Parallel Hash Full Join.

Full and right outer joins were not supported in the initial implementation of Parallel Hash Join because of deadlock hazards (see discussion). Therefore FULL JOIN inhibited parallelism, as the other join strategies can't do that in parallel either. Add a new PHJ phase PHJ_BATCH_SCAN that scans for unmatched tuples on the inner side of one batch's hash table. For now, sidestep the deadlock problem by terminating parallelism there. The last process to arrive at that phase emits the unmatched tuples, while others detach and are free to go and work on other batches, if there are any, but otherwise they finish the join early. That unfairness is considered acceptable for now, because it's better than no parallelism at all. The build and probe phases are run in parallel, and the new scan-for-unmatched phase, while serial, is usually applied to the smaller of the two relations and is either limited by some multiple of work_mem, or it's too big and is partitioned into batches and then the situation is improved by batch-level parallelism. Author: Melanie Plageman <melanieplageman@gmail.com> Author: Thomas Munro <thomas.munro@gmail.com> Reviewed-by: Thomas Munro <thomas.munro@gmail.com> Discussion: https://postgr.es/m/CA%2BhUKG%2BA6ftXPz4oe92%2Bx8Er%2BxpGZqto70-Q_ERwRaSyA%3DafNg%40mail.gmail.com
author: Thomas Munro <tmunro@postgresql.org> 2023-03-31 11:01:51 +1300
committer: Thomas Munro <tmunro@postgresql.org> 2023-03-31 11:34:03 +1300
commit: 11c2d6fdf5af1aacec9ca2005543f1b0fc4cc364 (patch)
tree: 24f7dcba5bd58fbf207e8e58b3f97291b2a873b4 /src/backend/executor/nodeHash.c
parent: ca7b3c4c00042038ba9c282c4807e05c0a527e42 (diff)
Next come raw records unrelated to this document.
Issue #3700, opened 2025-04-20
[Call for contributions] Feature parity between TensorRT and PyTorch backend - Sampling


juney-nvidia:
- [x] greedy search  
  - [ ] beam search
  - [x] top-k sampling
  - [x] top-p sampling
  - [x] stop words
  - [ ] penalty
  - [ ] bad words
  - [ ] return context logits
  - [ ] return generation logitx
  - [ ] return logprobs
  - [ ] num_return_sequences
  - [ ] top_p_min
  - [ ] no_repeat_ngram_size
  - [ ] min_p

karljang:
I'm closing this issue as completed. Thanks!

PR #5620, opened 2025-06-30
[fix] fix log probs and add for mtp and completion requests

pathorn:
fix log probs and add for mtp and completion requests
Part of feature parity with pytorch #3700

Note: Based on top of #4923 since changes to how `output.logprobs_diff` is calculated was required to avoid a race condition with mismatched token id lengths.

## Description

Logprobs currently only works for chat completion, and non-mtp backend. It also has some race conditions which causes the number of returned logprobs to be incorrect sometimes.

## Test Coverage

TestMTPSampleAndAcceptDraftTokens calls mtpworker.sample_and_accept_draft_tokens but does not verify the resulting log_probs.


pathorn:
We are still seeing slow performance with logprobs in production. However, this PR is stale and does not fix the actual performance issues, so I'm closing it.

PR #5623, opened 2025-06-30
[None][fix] Ignore context for presence and frequency penalties. Matches calculation in vllm.

pathorn:
[fix] Ignore context for presence and frequency penalties. Matches calculation in vllm.

This is an old change that only affects the c++ sampler, but we forgot to submit a PR. Given that the c++ sampler is still going to be the main implementation, it makes sense to fix it.

## Description

The presence penalty does not use tokens in the prompt, while repetition penalty does.

This changes two things in `penaltyKernels.cu` .

1. Adds a sentinel value -1 which will be used when a given token exists in the prompt. It will be ignored when counting output tokens and start from 1. In either case, this guaranteees `penaltyWorkspace[penaltyIndex]` is nonzero if a token exists in the prompt, but does not count the number of tokens in the prompt for the purpose of frequency and presence penalties.
2. Changes the condition for repetition penalty to `if (numOccurences != 0)` to allow for occurrences in the prompt to match. This should cause the above change to have no impact on repetition penalty, since it just cares if at least one match exists.

## Test Coverage

None

## Summary by CodeRabbit

* **Bug Fixes**
  * Improved handling of token occurrence counts during penalty application, ensuring more accurate distinction between context and generated tokens.
  * Adjusted logic for applying repetition, presence, and frequency penalties for better token generation behavior.

### DIFF
--- a/cpp/tensorrt_llm/kernels/penaltyKernels.cu
+++ b/cpp/tensorrt_llm/kernels/penaltyKernels.cu
@@ -123,7 +123,7 @@ __global__ void batchApplyPenalty(T const* const* inputLogits, T* outputLogits, 
                 auto penaltyIndex = outputIdsPtr[batchSlot][beamIdx * maxSeqLen + step];
                 if (penaltyIndex < vocabSize)
                 {
-                    atomicAdd(&penaltyWorkspace[penaltyIndex], 1);
+                    penaltyWorkspace[penaltyIndex] = -1;
                 }
             }
         }
@@ -145,7 +145,7 @@ __global__ void batchApplyPenalty(T const* const* inputLogits, T* outputLogits, 
                 auto penaltyIndex = outputIdsPtr[batchSlot][beamIdx * maxSeqLen + currentStep - 1];
                 if (penaltyIndex < vocabSize)
                 {
-                    penaltyWorkspace[penaltyIndex] += 1;
+                    penaltyWorkspace[penaltyIndex] = max(0, penaltyWorkspace[penaltyIndex]) + 1;
                 }
             }
         }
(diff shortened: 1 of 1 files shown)


Pernekhan:
Any updates here?

jinyangyuan-nvidia:
Hi @jhaotingc, the previous implementation referred to both Huggingface and vLLM. Because vLLM used the same tokens  when computing repetition, presence, and frequency penalties at that time, the support for presence and frequency penalties in TensorRT-LLM also used the same tokens as repetition penalty in TensorRT-LLM and Huggingface (prompts are included).

Pernekhan:
This is a docs from vllm:
```
        presence_penalty: Float that penalizes new tokens based on whether they
            appear in the generated text so far. Values > 0 encourage the model
            to use new tokens, while values < 0 encourage the model to repeat
            tokens.
        frequency_penalty: Float that penalizes new tokens based on their
            frequency in the generated text so far. Values > 0 encourage the
            model to use new tokens, while values < 0 encourage the model to
            repeat tokens.
        repetition_penalty: Float that penalizes new tokens based on whether
            they appear in the prompt and the generated text so far. Values > 1
            encourage the model to use new tokens, while values < 1 encourage
            the model to repeat tokens.
```

I think if we initially followed vllm, we should keep following. I don't think this will change again in future.

jhaotingc:
cc @laikhtewari

jhaotingc:
Pasting to our internal channel to get some more vis. 💀

Pernekhan:
Any updates on this PR?

jhaotingc:
> Any updates on this PR?

@kaiyux do you have any thought?

pathorn:
This was already implemented in main behind a flag. Thanks for fixing it! I'll close the stale PR.

PR #5627, opened 2025-06-30
[feat] Implement pytorch sampler for MTP

pathorn:
[feat] Implement pytorch sampler for MTP

## Description

Previously, speculative decoding was always greedy and does not support sampling parameters.

This PR implements temperature, top-p, top-k and min-p sampling parameters in python when using MTP speculative decoding (for DeepSeek).

This also adds a log-probs return value from the pytorch sampler (Intended to be used together with #5620)

Future work: support this pytorch sampler for non-MTP models. Figure out why it is faster than the C++ sampler.

## Test Coverage

None

### DIFF
--- a/tensorrt_llm/_torch/pyexecutor/model_engine.py
+++ b/tensorrt_llm/_torch/pyexecutor/model_engine.py
@@ -16,6 +16,7 @@ from typing import Any, Dict, List, Optional, Tuple
 
 import psutil
 import safetensors
+from tensorrt_llm._torch.pyexecutor.llm_request import LlmRequest
 import torch
 import torch._dynamo.config
 
@@ -336,6 +337,7 @@ class PyTorchModelEngine(ModelEngine):
         lora_config: Optional[LoraConfig] = None,
         is_draft_model: bool = False,
     ):
+        torch.manual_seed(0)
         self.ub_buffers = None
         self.batch_size = batch_size
         self.max_num_tokens = max_num_tokens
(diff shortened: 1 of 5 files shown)


tensorrt_llm/_torch/speculative/mtp.py
```diff
@@ -852,7 +852,7 @@ def sample_and_accept_draft_tokens(
 
         # Strict acceptance
         else:
-            if self.is_thop:
+            if False:
```
netanel-haber, line 855: What is happening here?

tensorrt_llm/_torch/pyexecutor/model_engine.py
```diff
@@ -336,6 +337,7 @@ def __init__(
         lora_config: Optional[LoraConfig] = None,
         is_draft_model: bool = False,
     ):
+        torch.manual_seed(0)
```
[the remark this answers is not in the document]
pathorn: Without this line, TRTLLM would malfunction because each GPU would produce a different answer.

This was necessary to prevent divergent calculations on different GPUs with different seeds.

There's a larger problem that currently the user cannot pass in a seed for individual requests. Ideally we would not depend on the global torch seed, but for some reason this is difficult within PyTorch since its cuda graph seems to make some assumptions that break the ability to use a custom RNG.

tensorrt_llm/_torch/speculative/mtp.py
pathorn: We did not implement the C++ MTP sampling kernel for thop, so this is a hack to use the pytorch implementation of the sampler. I'll revert this line for now, but I'm not sure if the code added by this PR will work properly without forcing this case.

tensorrt_llm/_torch/pyexecutor/model_engine.py
```diff
@@ -16,6 +16,7 @@
 
 import psutil
 import safetensors
+from tensorrt_llm._torch.pyexecutor.llm_request import LlmRequest
```
QiJune, line 19: This line seems duplicate with line 24.

jhaotingc:
Hi, thanks @pathorn for contribution, @QiJune, @netanel-haber for reviewing, @nvxuanyuc and I will help getting this merged these weeks.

download: postgresql-11c2d6fdf5af1aacec9ca2005543f1b0fc4cc364.tar.gz
postgresql-11c2d6fdf5af1aacec9ca2005543f1b0fc4cc364.zip
1 files changed, 170 insertions, 5 deletions
diff --git a/src/backend/executor/nodeHash.c b/src/backend/executor/nodeHash.c
index 748c9b00243..a45bd3a3156 100644
--- a/src/backend/executor/nodeHash.c
+++ b/src/backend/executor/nodeHash.c
@@ -2072,6 +2072,69 @@ ExecPrepHashTableForUnmatched(HashJoinState *hjstate)
 }
 
 /*
+ * Decide if this process is allowed to run the unmatched scan.  If so, the
+ * batch barrier is advanced to PHJ_BATCH_SCAN and true is returned.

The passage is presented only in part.